(Records from a collection)
────────────────────

PR #4704, opened 2026-02-02
Eren k8s external connectivity monitor

aamederen:
We have been seeing issues related to Kubernetes clusters
    having connectivity issues, therefore we aim to set periodic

────────────────────

» **About this exercise**
Write down only the closing run of lines: the one containing "We have been" and every line after it to the end of the entries, exactly.

» **Reply**
We have been seeing issues related to Kubernetes clusters
    having connectivity issues, therefore we aim to set periodic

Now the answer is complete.